Looking into the clusteredjob table: We need to check what kind of jobs are being executed by Caesium and where those are coming from, to do that, we need to query the table and see what we get:
select * from clusteredjob; The table should contain records that look like this: id job_id job_runner_key sched_type interval_millis first_run cron_expression time_zone next_run version parameters ----- ------------------------------------ ---------------------------------------------------------------- ---------- --------------- ------------- --------------- --------- ------------- ------- ---------- 10607 5f1c18a1-8055-4b2a-ac03-9ccfeadce715 com.atlassian.jira.plugin.ext.bamboo.service.PlanStatusUpdateJob I 60000 1540807318676 NULL NULL 1544091537860 43159 NULL 11709 6daa6545-f172-4536-88fc-1d755ac98f56 com.atlassian.jira.plugin.ext.bamboo.service.PlanStatusUpdateJob I 60000 1543582964397 NULL NULL 1544091537935 7169 NULL 11811 9078d8a2-dbab-4dd9-9caa-578762415eca com.atlassian.jira.plugin.ext.bamboo.service.PlanStatusUpdateJob I 60000 1543845066251 NULL NULL 1544091537992 2808 NULL 11112 c382c1b0-57cf-4b62-a5a0-5704b82aebbe com.atlassian.jira.plugin.ext.bamboo.service.PlanStatusUpdateJob I 60000 1542106455820 NULL NULL 1544091538007 27807 NULL 11606 c650b072-231a-4cca-b253-d07992037b78 com.atlassian.jira.plugin.ext.bamboo.service.PlanStatusUpdateJob I 60000 1543572442972 NULL NULL 1544091538012 7188 NULL 11911 c97ec842-5ebf-4819-8b83-8a11e2741b8e com.atlassian.jira.plugin.ext.bamboo.service.PlanStatusUpdateJob I 60000 1543912925241 NULL NULL 1544091538019 1679 NULL 12010 dd0f60da-d075-4f86-b8d6-225da617360f com.atlassian.jira.plugin.ext.bamboo.service.PlanStatusUpdateJob I 60000 1543913901768 NULL NULL 1544091538086 1664 NULL 10411 e23888dd-2ca6-48f0-8927-24991c2c0600 com.atlassian.jira.plugin.ext.bamboo.service.PlanStatusUpdateJob I 60000 1540454936120 NULL NULL 1544091538117 49030 NULL
Those are records corresponding to the Bamboo PlanStatusUpdateJob that is part of the Jira integration built in functionality with Bamboo.

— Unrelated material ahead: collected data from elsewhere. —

PR #293, opened 2020-01-27
case 1 is unnecessary because there is the same logic in default

vbauerster:


gokcehan:
@vbauerster I think we forgot this when we were working on a delaying mechanism for keybindings but eventually gave up on that. Thanks for the patch.

PR #304, opened 2020-03-10
Better preview script integration (targeted at image previews)

Provessor:
I am going to leave this open as a reference for later. My progress is now at https://gitlab.com/Provessor/lfp.

# PR
This is aimed at being a continuation of #208 

It does currently work using icat with kitty (see [these](https://gist.github.com/Provessor/e4ee757e6c424083ca3c6441fe6ab9ac) scripts) and with ueberzug ([these](https://gist.github.com/Provessor/dbb4a6d22945e7a42c3b904302ee273c) scripts).

### Still TODO:
- [x]  Fix the crash from [here](https://github.com/gokcehan/lf/pull/208#issuecomment-531741739)
- [x]  Implement better method of getting drawing dimensions over passing it through `nav`
- [x]  Better implementation of not previewing file if current file has changed after locking
- [x]  Stop image loading if current file is changed before completion
- [x]  Y coordinate for previews is not set properly until after first resize
- [x]  Only run `previewClear()` if previous selection was a regular file
- [x] Only regenerate preview if selection has changed
- [x] Fix `:delete` not doing anything on 8eccbd4 (copy/move still work as usual)
- [x] Remove flickering with `period` set
- [x] Update kitty example script to match latest progress
- [x] Update both scripts to cache previews as @Monirzadeh suggested ([here](https://github.com/gokcehan/lf/pull/304#issuecomment-613601659))
- [x] Fix current directory listing not updating when pasting from a copy started in another window (**not** in current master, only occurs sometimes?) -- can't seem to reproduce against c61391b
- [ ] Test https://github.com/gokcehan/lf/pull/304/commits/c61391bc5da353d24d23d124f22fff8b7a832116 against all settings

### Outside Scope but Would be Useful:
- [ ] Passing arguments to scripts (as mentioned [here](https://github.com/gokcehan/lf/pull/208#issuecomment-524897439))
- [ ] Preview cache memory management
- [ ] Profiler

#### Caching
- With implementations such as `ueberzug`, the image loading, processing and previewing is all done outside `lf`'s control. This means features such as image caching (i.e. [this](https://github.com/seebye/ueberzug/issues/64) issue) depends entirely their implementation. **Possible Fixes:**
  - Move files onto a `tmpfs` for controlling when it is loaded into RAM -- would mean wasted RAM as these files could only be used for previews.
  - The example `ueberzug` scripts cache an image at the desired resolution to lower processing load on the preview method.
- Other implementations like `kitty` or `sixel` can pass image data through `stdout` so it can be cached. However, each implementation uses their own escape sequences meaning that `lf` cannot reliably detect all protocols in order to properly emit the escape sequences on redisplay. `kitty` can transfer image data another way which then leads to the same problem as above; `sixel` cannot and is entirely dependent on escape sequences. **Possible Fixes:**
  - An option to set what escape sequence `lf` is expecting -- would require the user to have some technical knowledge about what implementation they are using

#### Asynchronous Loading
To the best of my debugging ability, `lf` cannot reliably start multiple subprocesses and simultaneously read their `stdout` (see crash [here](https://github.com/gokcehan/lf/pull/208#issuecomment-531741739)). Synchronous loading (on a fast enough machine of course) is much more consistent and the preview will always match the currently selected file. However, when trying to display images with `kitty` (using `kitty`'s `icat`), images will be loaded into memory, processed and then sent to the terminal emulator entirely through the subprocess which can lead to some longer load times. (note: this problem isn't present with something like `ueberzug`).

##### Possible Fixes
- A script that reads a path from a FIFO similar to how `ueberzug` works -- can be implemented by users for any protocol
- Each `reg` sent to `regChan` will be appended to a vector of to-be-previewed files, when `lf` is idle it will then pick the last item on the list and generate the preview; possibly with an option to change between synchronous and a asynchronous loading. I have not tested this yet but this may create a problem where `lf` constantly checks the vector when idle.
- Split `regChan` into two goroutines with most of the logic in `app.loop()` but running the previewer through a separate channel.
- Split the previewer script into a generator and a viewer to let the generator be run ahead of time to do any computationally intensive tasks such as generating images for PDFs which would normally have to be run at preview-time.

#### Over Generation
The preview script could be called every time the window is resized, combined with synchronous generation can mean the user will have to wait a while before lf is responsive again. Also, trying to  move fast through a directory can end up slow.

##### Possible Fixes
- A slight delay after the last action before generating previews (similar to the second preview generation), however, this could make lf feel much slower

# Changes
- Previewer script is now run as `(previewer) [path] [height] [width] [x] [y] [ID]`,  x and y are the cell coordinates for the top left corner of the previewer pane.
- New option cleaner which is run as `(cleaner) [ID]`. This is only executed in the following situations if the last preview was generated using the script:
  - When generating a preview for a directory or displaying a cached one
  - When showing a cached preview 
- A preview is regenerated if the last time it was run resulted in a non-zero exit code, or if it didn't send any text to `stdout`.

This means that the previewer script is required to run the cleaner script (or equivalent) when it is executed if necessary as it is not always required. Additionally, I have provided some example scripts but they do not need to operate in a similar manner, as long as the above is satisfied.

### DIFF
--- a/.travis.yml
+++ b/.travis.yml
@@ -1,6 +1,6 @@
 language: go
 install:
-  - go get github.com/nsf/termbox-go
+  - go get github.com/doronbehar/termbox-go
   - go get gopkg.in/djherbis/times.v1
 before_deploy:
   - gen/xbuild.sh
--- a/.travis.yml
+++ b/.travis.yml
@@ -1,6 +1,7 @@
 language: go
 install:
   - go get github.com/nsf/termbox-go
+  - go get gopkg.in/djherbis/times.v1
 before_deploy:
   - gen/xbuild.sh
 deploy:
--- a/app.go
+++ b/app.go
@@ -168,6 +168,8 @@ func (app *app) loop() {
 		}
 	}
 
+	go app.nav.previewServ()
+
 	for {
 		select {
 		case <-app.quitChan:
--- a/app.go
+++ b/app.go
@@ -181,6 +181,11 @@ func (app *app) loop() {
 				continue
 			}
 
+			if app.nav.deleteTotal > 0 {
+				app.ui.echoerr("quit: delete operation in progress")
+				continue
+			}
+
 			log.Print("bye!")
 
 			if err := app.writeHistory(); err != nil {
@@ -232,6 +237,21 @@ func (app *app) loop() {
 			}
 			if app.nav.moveTotal == 0 {
 				app.nav.moveUpdate = 0
+			}
+			app.ui.draw(app.nav)
+		case n := <-app.nav.deleteCountChan:
+			app.nav.deleteCount += n
+			if app.nav.deleteUpdate++; app.nav.deleteUpdate >= 1000 {
+				app.nav.deleteUpdate = 0
+				app.ui.draw(app.nav)
+			}
+		case n := <-app.nav.deleteTotalChan:
+			app.nav.deleteTotal += n
+			if n < 0 {
+				app.nav.deleteCount += n
+			}
+			if app.nav.deleteTotal == 0 {
+				app.nav.deleteUpdate = 0
 			}
 			app.ui.draw(app.nav)
 		case d := <-app.nav.dirChan:
@@ -325,6 +345,7 @@ func (app *app) runShell(s string, args []string, prefix string) {
 	cmd := shellCommand(s, args)
 
 	var out io.Reader
+	var err error
 	switch prefix {
 	case "$", "!":
 		cmd.Stdin = os.Stdin
@@ -334,6 +355,8 @@ func (app *app) runShell(s string, args []string, prefix string) {
 		app.ui.pause()
 		defer app.ui.resume()
 		defer app.nav.renew()
+
+		err = cmd.Run()
 	case "%":
 		stdin, err := cmd.StdinPipe()
 		if err != nil {
@@ -346,13 +369,8 @@ func (app *app) runShell(s string, args []string, prefix string) {
 		}
 		out = stdout
 		cmd.Stderr = cmd.Stdout
-	}
-
-	var err error
-	switch prefix {
-	case "$", "!":
-		err = cmd.Run()
-	case "%", "&":
+		fallthrough
+	case "&":
 		err = cmd.Start()
 	}
 
--- a/app.go
+++ b/app.go
@@ -281,6 +281,11 @@ func (app *app) loop() {
 				}
 			}
 
+			if app.ui.userPreview {
+				app.ui.previewClear()
+			}
+
+			app.ui.userPreview = false
 			app.ui.draw(app.nav)
 		case r := <-app.nav.regChan:
 			curr, err := app.nav.currFile()
@@ -289,7 +294,9 @@ func (app *app) loop() {
 				break
 			}
 
-			app.ui.previewGen(r)
+			if r.volatile {
+				app.ui.previewGen(r)
+			}
 
 			if r.path == curr.path {
 				app.ui.regPrev = r
--- a/app.go
+++ b/app.go
@@ -8,7 +8,6 @@ import (
 	"os"
 	"os/exec"
 	"path/filepath"
-	"strconv"
 	"strings"
 	"time"
 )
@@ -187,7 +186,7 @@ func (app *app) loop() {
 
 			log.Print("bye!")
 
-			app.previewClear()
+			app.ui.previewClear()
 
 			if err := app.writeHistory(); err != nil {
 				log.Printf("writing history file: %s", err)
@@ -256,8 +255,6 @@ func (app *app) loop() {
 			}
 			app.ui.draw(app.nav)
 		case d := <-app.nav.dirChan:
-			app.previewClear()
-
 			prev, ok := app.nav.dirCache[d.path]
 			if ok {
 				d.ind = prev.ind
@@ -286,14 +283,20 @@ func (app *app) loop() {
 
 			app.ui.draw(app.nav)
 		case r := <-app.nav.regChan:
-			app.nav.regCache[r.path] = r
-
 			curr, err := app.nav.currFile()
-			if err == nil {
-				if r.path == curr.path {
-					app.ui.regPrev = r
-				}
+			if err != nil {
+				log.Printf("regChan, currFile: %s", err)
+				break
 			}
+
+			app.ui.previewGen(r)
+
+			if r.path == curr.path {
+				app.ui.regPrev = r
+			}
+
+			app.nav.regCache[r.path] = r
+			app.ui.regPrev = r
 
 			app.ui.draw(app.nav)
 		case e := <-clientChan:
@@ -306,14 +309,6 @@ func (app *app) loop() {
 			app.nav.renew()
 			app.ui.loadFile(app.nav)
 			app.ui.draw(app.nav)
-		case r := <-app.nav.previewChan:
-			app.previewClear()
-
-			if r == nil {
-				break
-			}
-
-			app.preview(r)
 		}
 	}
 }
@@ -427,88 +422,5 @@ func (app *app) runShell(s string, args []string, prefix string) {
 			app.ui.cmdPrefix = ""
 			app.ui.exprChan <- &callExpr{"load", nil, 1}
 		}()
-	}
-}
-
-func (app *app) previewClear() {
-	if len(gOpts.cleaner) != 0 {
-		cmd := exec.Command(gOpts.cleaner, strconv.Itoa(gClientID))
-
-		if err := cmd.Start(); err != nil {
-			log.Printf("cleaning preview: %s", err)
-		}
-
-		if err := cmd.Wait(); err != nil {
-			log.Printf("cleaning preview %s", err)
-		}
-	}
-}
-
-func (app *app) preview(r *reg) {
-	var reader io.Reader
-	reg := &reg{loadTime: time.Now(), path: r.path, volatile: true}
-	defer func() {
-		app.nav.regChan <- reg
-	}()
-
-	if len(gOpts.previewer) != 0 {
-		lastWin := app.ui.wins[len(app.ui.wins) - 1]
-		cmd := exec.Command(gOpts.previewer,
-			r.path,
-			strconv.Itoa(lastWin.h),
-			strconv.Itoa(lastWin.w),
-			strconv.Itoa(lastWin.x),
-			strconv.Itoa(lastWin.y),
-			strconv.Itoa(gClientID))
-
-		out, err := cmd.StdoutPipe()
-		if err != nil {
-			log.Printf("previewing file: %s", err)
-			return
-		}
-
-		if err := cmd.Start(); err != nil {
-			log.Printf("previewing file: %s", err)
-			return
-		}
-
-		defer func() {
-			err := cmd.Wait()
-			reg.loading = false
-
-			if err != nil {
-				log.Printf("previewing file: %s", err)
-			} else if len(reg.lines) > 0 {
-				reg.volatile = false
-			}
-		}()
-
-		defer out.Close()
-		reader = out
-	} else {
-		f, err := os.Open(r.path)
-		if err != nil {
-			log.Printf("opening file: %s", err)
-			return
-		}
-
-		defer f.Close()
-		reader = f
-	}
-
-	buf := bufio.NewScanner(reader)
-	for i := 0; i < app.nav.height && buf.Scan(); i++ {
-		for _, r := range buf.Text() {
-			if r == 0 {
-				reg.lines = []string{"\033[7mbinary\033[0m"}
-				return
-			}
-		}
-		reg.lines = append(reg.lines, buf.Text())
-	}
-
-	if buf.Err() != nil {
-		log.Printf("loading file: %s", buf.Err())
-		return
 	}
 }
--- a/app.go
+++ b/app.go
@@ -8,6 +8,7 @@ import (
 	"os"
 	"os/exec"
 	"path/filepath"
+	"strconv"
 	"strings"
 	"time"
 )
@@ -32,9 +33,7 @@ type app struct {
 
 func newApp() *app {
 	ui := newUI()
-	// TODO: is this really the right way?
-	lastWin := ui.wins[len(ui.wins)-1]
-	nav := newNav(lastWin.w, lastWin.h, lastWin.x, lastWin.y)
+	nav := newNav(ui.wins[0].h)
 
 	return &app{
 		ui:       ui,
@@ -168,8 +167,6 @@ func (app *app) loop() {
 		}
 	}
 
-	go app.nav.previewServ()
-
 	for {
 		select {
 		case <-app.quitChan:
@@ -190,7 +187,7 @@ func (app *app) loop() {
 
 			log.Print("bye!")
 
-			app.nav.previewClear()
+			app.previewClear()
 
 			if err := app.writeHistory(); err != nil {
 				log.Printf("writing history file: %s", err)
@@ -307,6 +304,55 @@ func (app *app) loop() {
 			app.nav.renew()
 			app.ui.loadFile(app.nav)
 			app.ui.draw(app.nav)
+		case r := <-app.nav.previewChan:
+			app.previewClear()
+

This problem even happens if Jira is not integrated with Bamboo.
Cause
There is a known bug that could be the root cause of this problem. Please check the bug report: JRASERVER-66593 - Duplicated "com.atlassian.jira.plugin.ext.bamboo.service.PlanStatusUpdateJob" job created during each JIRA restart, it has been fixed with Jira 8.2.2
The causes duplicate jobs to pile up in the Jira clusteredjob table.
Every time Jira is restarted a new job is inserted into the table, the Jobs have unique Job_Ids and thus even putting a unique constraint on that field will not help prevent this issue.
Workaround
For the time being, the only way to avoid this problem is to delete the duplicate Jobs from the clusteredjob table before starting up Jira.
To do this follow the below steps:
- Stop Jira.
Execute the below query to remove the duplicate jobs from the clusteredjob table:
Always back up your data before performing any modifications to the database. If possible, test any alter, insert, update, or delete SQL commands on a staging server first.
delete from clusteredjob where job_runner_key = 'com.atlassian.jira.plugin.ext.bamboo.service.PlanStatusUpdateJob';
- Start Jira.
Jira then will insert another record once it is started and then there will be only 1 Job in the table.